First, the U.S. Food and Drug Administration warned us that "Pompeian Imported Extra Light Olive Oil" claimed unsubstantiated health benefits.
It was one of many products the FDA outed for health benefit hyperbole (a category we now will classify under the greed label as HBH).
Now, the University of California, Davis, has taken a deeper look at "extra virgin" olive oil. Researchers reported this week that not only did Pompeian Imported Extra Light fall short in its claims but also 69 percent of the "extra virgin" olive oils they tested did not meet U.S. Department of Agriculture or international standards.
Extra virgin olive oil ranks highest in quality, the researchers noted. It is manufactured without chemicals, is lowest in acidity and offers the best flavor and odor.
Apparently, not all olive oils labeled "extra virgin" qualify to have that title. (Just what we need, another oil problem.)
This comes as olive oil has been touted for its health benefits, including an ability to lower risk of heart disease by reducing the total cholesterol and low-density lipoprotein ("bad") cholesterol in your blood, Mayo Clinic nutritionist Katherine Zeratsky said.
The UC Davis researchers found that the samples failed extra virgin standards because of: "oxidation" due to exposure to elevated temperatures, light and or aging; "adulteration" with cheaper refined oil; and "poor quality" oil made from damaged and overripe olives, processing flaws and/or improper storage.
(Instead of lowering our heart risk, it looks as though someone wants to increase it).
Shauna Johnson, head nutritionist at Wellspring Camps, a therapeutic weight loss program, cautioned that olive oil still contains fat, which can make losing pounds difficult. "You can cook without it. I'm going to say use olive oil spray … and eat whole grains fruits and vegetables."
The reports and thoughts about olive oil are a good wakeup call, in particular as we look at what this popular staple costs.
When we consider the price of extra virgin olive oil can run anywhere from $5.49 for a Publix's 17 ounce brand to as much as $14.79 for Colavita's 17 ounce brand at the grocer, it's a bit disconcerting to learn that some of these so-called extra virgin olive oils aren't virgin at all.

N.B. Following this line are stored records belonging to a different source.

PR #2498, opened 2021-09-14
tests: Run ocis container as root for testsuite

### LINKED ISSUE #2497: Testing with testsuite in docker fails when using owncloud/ocis:latest image
## Describe the bug

Running the docker based testsuite as described in https://owncloud.dev/ocis/development/testing/#testing-with-test-suite-in-docker currently failes when using the "official" ocis  images. E.g. running this command:

`make -C tests/acceptance/docker OCIS_IMAGE_TAG=latest Core-API-Tests-ocis-storage-1`

will cause the ocis container to fail with

`{"level":"error","service":"storage","error":"unable to register services: rgrpc: grpc service storageprovider could not be started,: mkdir /srv/app/tmp/ocis: permission denied","time":"2021-09-14T09:28:16Z","message":"error starting the grpc server"}`

The issue seems to caused by this change in the Dockerfile: https://github.com/owncloud/ocis/pull/2380

The docker based tests setup ocis to use the ocis-acceptance-tests_oCISownCloud10testsuite volume as the data storage. And since ocis is running as a non-root user it can't write to that volume by default.

cc @wkloucek

rhafer:
For running the acceptance tests in docker we setup a volume that is
shared between the ocis and oc10/testsuite container. Since ocis needs
to be able to write to that volume we're switching it to run as root.

Closes #2497

I am not really happy with this solution. It would be nicer to find a way to setup the permission of the volume so that the default user of the ocis container could actually write there. But I didn't really find a good way for that.

### DIFF
--- a/tests/acceptance/docker/src/ocis-image.yml
+++ b/tests/acceptance/docker/src/ocis-image.yml
@@ -1,3 +1,4 @@
 services:
   ocis-server:
     image: owncloud/ocis:$OCIS_IMAGE_TAG
+    user: root


wkloucek (approved):
Sadly there is no option to mount a named volume at the moment...

PR #2508, opened 2021-09-15
allow overriding the cookie based route by claim

butonic:
When determining the routing policy we now let the claim override the cookie so that users are routed to the correct backend after login.

needed for https://github.com/owncloud/ocis/pull/2302
plays together with https://github.com/owncloud/openidconnect/pull/18


kulmann (approved):
LGTM 👍

PR #2534, opened 2021-09-23
Add config to skip encoding user groups in reva tokens

ishank011:


proxy/pkg/user/backend/cs3.go
```diff
@@ -37,7 +37,7 @@ func (c *cs3backend) GetUserByClaims(ctx context.Context, claim, value string, w
 	}
 
 	res, err := c.authProvider.Authenticate(ctx, &gateway.AuthenticateRequest{
-		Type:         "machine",
+		Type:         "bearer",
```
C0rby, line 40: Why is that `bearer` now instead of `machine` but still using the `machineAuthAPIKey`?

ishank011: That's because machine is just a driver for bearer auth. https://github.com/owncloud/ocis/blob/master/storage/pkg/command/authbearer.go#L105-L117

And the auth registry recognizes only the bearer auth type https://github.com/owncloud/ocis/blob/master/storage/pkg/command/gateway.go#L157

I think we can somehow combine the bearer driver flag with the proxy backend one to make sure that we're only using machine in that case.

C0rby: I see. Don't we need to change the flagset value to `machine` then? In my current understanding it would break if we don't since the default driver of the bearer provider is `oidc`.
https://github.com/owncloud/ocis/blob/b98b39fec67b60706436b13c757ffc1fd49f481e/storage/pkg/flagset/authbearer.go#L25

C0rby: Or maybe start another auth provider along with the existing `basic` and `bearer` providers for the `machine` authentication.

ishank011: Yes, both ideas sound good. I wouldn't want to change the default flag value but I can add a check 
```
if PROXY_ACCOUNT_BACKEND_TYPE == "cs3" && STORAGE_AUTH_BEARER_DRIVER != "machine"
    raise error
```

Or add a separate auth provider. Which one would you prefer?

C0rby: In my opinion a separate auth provider would be cleaner.

PR #2550, opened 2021-09-27
enable continous deployment for migration example

wkloucek:
adding the deployment example was missed in #2302, since it only happens on master


C0rby (approved):
:scream: Nice.

PR #3175, opened 2022-02-15
update reva

C0rby:
Updated reva to latest edge.
This includes the implementation for https://github.com/owncloud/ocis/issues/2986

### DIFF
--- a/changelog/unreleased/update-reva.md
+++ b/changelog/unreleased/update-reva.md
@@ -10,3 +10,4 @@ https://github.com/owncloud/ocis/pull/2901
 https://github.com/owncloud/ocis/pull/2997
 https://github.com/owncloud/ocis/pull/3116
 https://github.com/owncloud/ocis/pull/3130
+https://github.com/owncloud/ocis/pull/3175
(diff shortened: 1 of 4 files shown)


rhafer:
> boom Acceptance test [**Web-Tests-ocis-smoke-ocis-storage-1**](https://drone.owncloud.com/owncloud/ocis/9411/32/1) failed. Further test are cancelled...

@C0rby I think this should be fixed if you rebase to latest master

C0rby:
Thanks!

phil-davis:
The JSON response to a "list spaces" request no longer includes the structure "owner - user - id". A space has users who have the "manager" role. There is not a single "owner" of a space.

I adjusted the failing test so that it looks for the "manager" role permission.

Note: the requirement of these sort of tests (existing tests, and the test that I adjusted) are rather brittle, because they specify the index "0", "1" etc where the permission/role appears in the array of user permissions/roles. That breaks if the permissions array is returned in a different order, which is not a good thing. We are thinking about how best to refactor that so that tests are less brittle.

phil-davis (approved):

C0rby:
Thanks @phil-davis for taking care. I wanted to have a look today but since you already dealt with it we can just continue with the oCIS release. :+1: :muscle:

PR #3180, opened 2022-02-16
feat: add ocis_proxy example (separate web and proxy services)

rpocklin:
## Description
This is a working example of decoupling microservices from single containers in an effort to illustrate how to customise the `config.json` and `proxy.json` for use in different environments.  This example separates **proxy**, **web**, **graph** and **graph-explorer** services and has been tested with file and sharing operations to work correctly.

This also has a **traefik** frontend on a segregated network to the internal services via the **proxy** service.

## Motivation and Context
Long-term goal is to have a docker compose template where all service (eg. ldap/idp/accounts/settings/storage-*) are all separate, this is the first step towards this with a meaningful example.

## How Has This Been Tested?
Login as a test user (eg. `admin:admin`).
Upload and download files.
Share files with another user.
Login as another user and view/download the file.

## Types of changes
- [ ] Technical debt


wkloucek:
I'll have a look on this next week. In the meanwhile we have merged an example with oCIS running as individual services (https://github.com/owncloud/ocis/tree/master/deployments/examples/ocis_individual_services).

But I think your example does a great job explaining how to split out single services and we should have it, too :+1:

rpocklin:
> I'll have a look on this next week. In the meanwhile we have merged an example with oCIS running as individual services (https://github.com/owncloud/ocis/tree/master/deployments/examples/ocis_individual_services).
> 
> But I think your example does a great job explaining how to split out single services and we should have it, too 👍

Thanks for sharing - the individual services example is interesting, I will attempt to combine with this one to see if they work together as one key difference in this is that the networks are separated, which involves specifying bind ports for the services explicitly (which does yet work consistently with every service) as well as specifying bind ports for the dependencies.

butonic:
@rpocklin if you are still working on this pls reopen!

PR #3191, opened 2022-02-17
Add permission checks to `users` and `groups` Graph API

### LINKED ISSUE #3177: GraphAPI /users /groups needs to do permission checks
## Describe the bug

All write operations should be restricted to the Admin Role for now. Also normal users should probably be only able to access  restricted to just the `/me` endpoint. Everything else should require extra permissions.

rhafer:
Only users with the account management permission should be able to
create, update or delete users. This also restricts access to the APIs
that allow listing all Groups/all Users.

Fixes #3177

### DIFF
--- a/graph/pkg/service/v0/service.go
+++ b/graph/pkg/service/v0/service.go
@@ -4,6 +4,7 @@ import (
 	"crypto/tls"
 	"net/http"
 	"strconv"
+	"time"
 
 	"github.com/ReneKroon/ttlcache/v2"
 	"github.com/cs3org/reva/pkg/rgrpc/todo/pool"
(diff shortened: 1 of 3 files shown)


graph/pkg/service/v0/service.go
```diff
@@ -110,6 +115,23 @@ func NewService(opts ...Option) Service {
...
 
+	roleService := options.RoleService
+	if roleService == nil {
+		roleService = settingssvc.NewRoleService("com.owncloud.api.settings", grpc.DefaultClient)
+	}
+	roleManager := options.RoleManager
+	if roleManager == nil {
+		m := roles.NewManager(
+			roles.CacheSize(1024),
+			roles.CacheTTL(time.Hour*24*7),
```
C0rby, line 126: I don't think we should cache the roles for so long. I'm not sure if we should cache them at all on the 'client' side.
This is another thing we need to figure out regarding permissions... :confused:

C0rby (approved):
Looks good. I just have one remark regarding the roles cache but this is a more general topic.

graph/pkg/service/v0/service.go
rhafer: I copied that from the `ocs` service. But  yeah. A cache TTL of  one week seems a "little" exaggerated. :scream: 

@C0rby  Any suggestions for a more realistic ttl?

rhafer: I've reduced this timeout to 1hour by default now. I haven't touched any of the other places where caches are configured with these huge timeouts though.

PR #3219, opened 2022-02-22
support thumbnails in spaces

C0rby:
Added support for thumbnails in spaces.

The thumbnail code in the webdav and thumbnails module feel a bit hacky now after many adjustments.
When we have some more time we should invest a bit of it to make the API of the thumbnails service better.
Maybe even consider a HTTP API for the thumbnails service since serving large content through GRPC is not recommended. (4 MB is already large for GRPC)

Screenshot of a space with some images

### DIFF
--- a/changelog/unreleased/spaces-thumbnails.md
+++ b/changelog/unreleased/spaces-thumbnails.md
@@ -1,0 +1,5 @@
+Enhancement: Thumbnails in spaces
+
+Added support for thumbnails in spaces.
+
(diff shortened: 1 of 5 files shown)


ownclouders:
:boom: Acceptance test [<strong>Core-API-Tests-ocis-storage-10</strong>](https://drone.owncloud.com/owncloud/ocis/9561/31/1) failed. Further test are cancelled...

butonic (approved):

PR #3261, opened 2022-03-03
Discussion for better URLS: NOT MERGE

labkode:


docs/ocis/adr/0011-global-url-format.md
```diff
@@ -318,3 +318,60 @@ Public links would have the same format: `https://<host>/files?id=<resource_id>`
...
+| https://cernbox.cern.ch/external/files-spaces-personal-home/eoshome-d!1377773/Microsoft%20Office?contextRouteParams.storage=home&contextRouteParams.item=%2Feos%2Fuser%2Fd%2Fdalvesde | https://cernbox.cern.ch/external/spaces/eos/user/d/dalvesde/New%20file.docx?app=microsoft-office&previous=/files/spaces/eos/user/d/dalvesde |
+| https://cernbox.cern.ch/files/public/show/sstLvrDFEpxwwxL?items-per-page=100 | https://cernbox.cern.ch/files/public/sstLvrDFEpxwwxL?items-per-page=100 ?? (do we need `show`?) |
+| https://cernbox.cern.ch/external/files-public-files/eoshome-d!2639/Microsoft%20Office?contextRouteParams.item=sstLvrDFEpxwwxL&public-token=sstLvrDFEpxwwxL | https://cernbox.cern.ch/external/public/sstLvrDFEpxwwxL/New%20file.docx?app=microsoft-office&previous=/files/public/sstLvrDFEpxwwxL |
+
+
+* We strip off `personal/home` as it does not bring any value to the URL and makes the URL relative to the current user, making it impossible to just copy and paste the URL to be reused by another user.
```
micbar, line 344: Good point. The current implementation is still WIP.  `personal` is used to determine which view to render, eg personal or projects. The plan is to rely on the GraphAPI `/drives` endpoint to distinguish spaces by `driveType` (`personal`, `project`).  

## Example

### A technical URL would look like 
`https://host/files/spaces/95b4c6f6-d8f2-4976-b0a3-1b016bdfcb7e/d/dalvesde/relative/path/to/file.txt`. 

To make the URL human-readable  we replace the UUID with an alias. 
`https://host/files/spaces/eos/users/d/dalvesde/relative/path/to/file.txt`

The WebUI discovers the spaces using the `/drives` Endpoint. For CERNBox it can return a space with the alias `eos/users` and the `id:95b4c6f6-d8f2-4976-b0a3-1b016bdfcb7e`. This aliasing allows the WebUI to use human-readable URLs and translate the alias back into a UUID which is then used to make the actual WebDAV Requests.

The problem with aliases is, that they are not unique, can be customized and might clash. Therefore the UUID is always appended as an URL Parameter `?id=95b4c6f6-d8f2-4976-b0a3-1b016bdfcb7e`

## Future CERNBox URL
`https://host/files/spaces/eos/users/d/dalvesde/relative/path/to/file.txt?id=95b4c6f6-d8f2-4976-b0a3-1b016bdfcb7e`

micbar (commented):
See comments

docs/ocis/adr/0011-global-url-format.md
kulmann: Important regarding timeline: the ticket https://github.com/owncloud/web/issues/6448 which is part of the current sprint (to be done by 18th of March) is a requirement for making the points above possible, because one part of the ticket is to switch over from hardcoded dav endpoints to fully relying on the GraphAPI `/drives` endpoint for discovering dav endpoints.

micbar: The API Endpoint `https://cernbox.cern.ch/graph/v1/me/drives` can be implemented for CERNBox using a static list of existing storages.

kulmann: In fact you will be stuck with the cernbox web fork after owncloud/web#6448 is done and you don't provide the static list of existing storages that @micbar mentioned.

docs/ocis/adr/0011-global-url-format.md
```diff
@@ -318,3 +318,60 @@ Public links would have the same format: `https://<host>/files?id=<resource_id>`
...
+* The files app works with slashes (files/spaces/personal/home/) and the application works with dashes (files-spaces-personal-home). We find no sense to this distinction.
```
kulmann, line 345: Having the origin route name in the path of app routes is only an intermediate solution. We plan to move the origin route name to a query parameter. For apps in the web monorepo this is already very easy and straightforward to use.

The origin route name is needed to go back to where the user came from when closing an app (e.g. when closing the mediaviewer, going back to a public link or the all files page respectively).

docs/ocis/adr/0011-global-url-format.md
```diff
@@ -318,3 +318,60 @@ Public links would have the same format: `https://<host>/files?id=<resource_id>`
...
+Applications should not behave differently that the files app (another application).
+* We find the usage of query parameters `contextRouteParams.*` confusing and we prefer to opt for a more natural value (the previous url) with the `previous` query parameter. Note that this query parameter should only be used for applications rendered inside the Web (not for external applications opening in a tab).
```
kulmann, line 347: Happy to give it a different name. I'd opt for `origin`, as `previous` implies a sequence.

docs/ocis/adr/0011-global-url-format.md
```diff
@@ -318,3 +318,60 @@ Public links would have the same format: `https://<host>/files?id=<resource_id>`
...
+
+
+### Application URLs
+
+Applications are a key technology enables for users and we want users to be fully engaged in a rich experience by using a vast array of applications inside the OCIS platform, not limiting the usage to just uploading and downloading files. Therefore, we believe application URLs should be a fundamental design choice alongside the files application routes, providing (and enforcing) application developers to follow guidelines for url routing.
+
+In general, urls should be of the type:
+
+* `<app-name>/</namespaced/alias></relative/path/to/resource>` or
+* `<app-name>/public/<token></relative/path/to/resource>` for public links (allowing to distinguish if they need to be authenticated or not)
```
kulmann, line 362: We already discussed dedicated `public` application routes with you in the past and opted for the solution of providing the origin route name via URL. It was a conscious design decision for oCIS to not make a difference between public and private links anymore. Actively distinguishing that in the path feels wrong to us.

Also, regarding developer experience, it seems to be an unnecessary effort for developers to define routes twice (once for authenticated, once for public context). When we have the origin route name in the query parameters it will be as simple as using a small set of composables in your self developed app to get the authentication, file retrieval and back-navigation basically for free. At the moment this is only possible for apps in the web monorepo.

dschmidt:
As far as I can tell, this is completely outdated as we implemented most of the ideas here already or chose different approaches in the CERN Web Merge project.

If there's anything still relevant, please open a new PR :)

PR #3272, opened 2022-03-04
Change thumbnails API and implement gif thumbnails

C0rby:
By popular demand, I have implement animated thumbnails for gifs.
~~This PR is not ready yet. I want to refactor the thumbnail code a little bit more and also the download of the thumbnails from the thumbnails service shouldn't be done via grpc. I have run into the problem that the gif thumbnails were bigger than the allowed grpc message size. So to prevent this I would implement a similar solution like the downloads in reva were there is a http endpoint for the actual download.~~

API changes are implemented.

Here is a preview of the animated thumbnails:

https://user-images.githubusercontent.com/5579653/156819409-a87c2eba-aa67-4269-b29e-9c3095acc18f.mp4

In addition the thumbnails API was changed a bit because GRPC only allows certain message sizes and while testing some gif thumbnails I already ran into the maximum. These changes allow bigger thumbnails. (file size not resolution, but it most often correlates so...)


C0rby:
Yeah, I thought about that too. Would make sense IMO.

kulmann:
> I assume when opening a folder full of animated gifs, you might not want to see every animation at once but only see animations in the mediaviewer (still scaled down) or when hovering over the icon (or something like that).

+9000 for animated gif thumbnail on hover in the web ui 😍

kobergj (commented):
Looks pretty good to me! :+1:

kobergj (approved):

PR #3290, opened 2022-03-09
Add support for the cs3 metadata storage share manager

aduffeck:
## Description
This PR adds support for the cs3 metadata storage share manager. 

## How Has This Been Tested?
- Manual testing
- Unit tests

## Types of changes

- [ ] Technical debt

## Checklist:

- [X] Code changes
- [X] Unit tests added
- [ ] Acceptance tests added


storage/pkg/config/defaults/defaultconfig.go
```diff
@@ -340,6 +340,8 @@ func DefaultConfig() *config.Config {
 					GRPCAddr:    "127.0.0.1:9150",
 					Services:    []string{"usershareprovider", "publicshareprovider"},
 				},
+				CS3ProviderAddr:                  "127.0.0.1:9215",
+				CS3ServiceUser:                   "95cb8724-03b2-11eb-a0a6-c33ef8ef53ad",
```
kobergj, line 344: Don't we need a default value for `CS3ServiceUserIdp`?

kobergj (changes requested):

storage/pkg/config/defaults/defaultconfig.go
aduffeck: You're right,  I thought we'd be good since it's picking up `OCIS_URL` as well, but I agree it's better to have a default here as well.

kobergj (approved):

PR #3313, opened 2022-03-14
fix audit config docs generation

wkloucek:
## Description
Fixes the config documentation generation for audit service. Because of this, PRs and master CI are currently failing.


audit/cmd/notifications/main.go
```diff
@@ -4,11 +4,11 @@ import (
 	"os"
 
 	"github.com/owncloud/ocis/audit/pkg/command"
-	"github.com/owncloud/ocis/audit/pkg/config"
+	"github.com/owncloud/ocis/idm/pkg/config/defaults"
```
kobergj, line 7: This should be `audit` not `idm`, right?

kobergj (changes requested):

audit/cmd/notifications/main.go
wkloucek: :+1: thanks, I should not do to many things in parallel...

kobergj (approved):

PR #3323, opened 2022-03-15
Fix CreateHome for external users

rhafer:
## Description

External users, when logging in for the first time, have no role
assigned and are unable to create their home because that requires the
create-space permission. This assigns users that don't have a role assigned
to the default user role and persists that assignment in the settings
service so that CreateHome can pick it up when checking permissions
later.

This also disables the auto creation of the user's home in the reva
auth provider (i.e. when using basic auth) as the role assignement has
not happenend at that point. So the home creation will now always happen
in the CreateHome middleware in the proxy.

## How Has This Been Tested?
- manually
- 
## Types of changes

- [ ] Technical debt

## Checklist:

- [x] Code changes
- [ ] Unit tests added
- [ ] Acceptance tests added

### DIFF
--- a/proxy/pkg/user/backend/cs3.go
+++ b/proxy/pkg/user/backend/cs3.go
@@ -61,11 +61,21 @@ func (c *cs3backend) GetUserByClaims(ctx context.Context, claim, value string, w
 		}
 	}
 
+	// if roles are empty, assume we haven't seen the user before and assign a
+	// default user role. At least until proper roles are provided. See
+	// https://github.com/owncloud/ocis/issues/1825 for more context.
 	if len(roleIDs) == 0 {
-		roleIDs = append(roleIDs, settingsService.BundleUUIDRoleUser, settingsService.SelfManagementPermissionID)
-		// if roles are empty, assume we haven't seen the user before and assign a default user role. At least until
-		// proper roles are provided. See https://github.com/owncloud/ocis/issues/1825 for more context.
-		//return user, nil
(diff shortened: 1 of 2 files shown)


proxy/pkg/user/backend/cs3.go
```diff
@@ -61,11 +61,21 @@ func (c *cs3backend) GetUserByClaims(ctx context.Context, claim, value string, w
...
+	// if roles are empty, assume we haven't seen the user before and assign a
+	// default user role. At least until proper roles are provided. See
+	// https://github.com/owncloud/ocis/issues/1825 for more context.
 	if len(roleIDs) == 0 {
-		roleIDs = append(roleIDs, settingsService.BundleUUIDRoleUser, settingsService.SelfManagementPermissionID)
-		// if roles are empty, assume we haven't seen the user before and assign a default user role. At least until
-		// proper roles are provided. See https://github.com/owncloud/ocis/issues/1825 for more context.
-		//return user, nil
+		if user.Id.Type == cs3.UserType_USER_TYPE_PRIMARY {
+			c.logger.Error().Str("userid", user.Id.OpaqueId).Msg("user has no role assigned, assigning default user role")
```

The report prompted immediate responses from the olive oil manufacturers.
"We welcome the opportunity to help fund and support any research that exposes defective or adulterated oils wherever they exist — even in our own backyard," said Albert Katz of Katz Olive Oil in California.
For consumers, there are ways to ensure the quality of the olive oil. So here's the Edge, courtesy of Linda Sikorski, head buyer at Market Hall Foods:
• Check the label. Does it say extra virgin olive oil? Is there a harvest or milling date in addition to the "best used" date? Is the harvest date within 12 months? Extra virgin oil is best used within 18 months. Make sure the oil is purchased well in advance of the best used date.
• Check the bottle. Is the bottle dark to cut down on light exposure? Is it on the top shelf and exposed to direct light? Light dramatically shortens shelf life, so look for signs it's been on the shelf too long, such as dust on the bottle.
• Store extra virgin olive oil away from light, air and heat. Use it up once it is open.